Assigned task
Repeat, exactly as written, the line with "Tm pom cleanup" and every line that follows it in the material below, ending with the last.
::: Data excerpt :::
PR #1124, opened 2016-03-03
Tm pom cleanup

trevorackerman:
In addition to removing unused items from the pom, now the fast running unit tests will run before the integration tests. See the Category annotation in MonitorApplicationTest and the maven-surefire-plugin and maven-failsafe-plugin configuration in the pom.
:::
Answer space
Tm pom cleanup

trevorackerman:
In addition to removing unused items from the pom, now the fast running unit tests will run before the integration tests. See the Category annotation in MonitorApplicationTest and the maven-surefire-plugin and maven-failsafe-plugin configuration in the pom.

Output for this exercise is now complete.